Stored data:

PR #353, opened 2023-04-20
zip: Cleanup at exit and use unique names

FtZPetruska:
- [X] Ensure unique names
- [x] Clean up temporary directories when shutting down

---

This PR changes the extraction directory to be prefixed by a file count. This avoids an issue where passing two zips with the same filename would "ignore" the first one.

Some systems, most notably Windows, do not clean their temp directory automatically by default. How should we go about cleaning it up ?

◆ What needs to be done: Please transcribe the records exactly from their first line through the line holding "This PR changes", and leave out all others.

◆ Response to this exercise:
PR #353, opened 2023-04-20
zip: Cleanup at exit and use unique names

FtZPetruska:
- [X] Ensure unique names
- [x] Clean up temporary directories when shutting down

---

This PR changes the extraction directory to be prefixed by a file count. This avoids an issue where passing two zips with the same filename would "ignore" the first one.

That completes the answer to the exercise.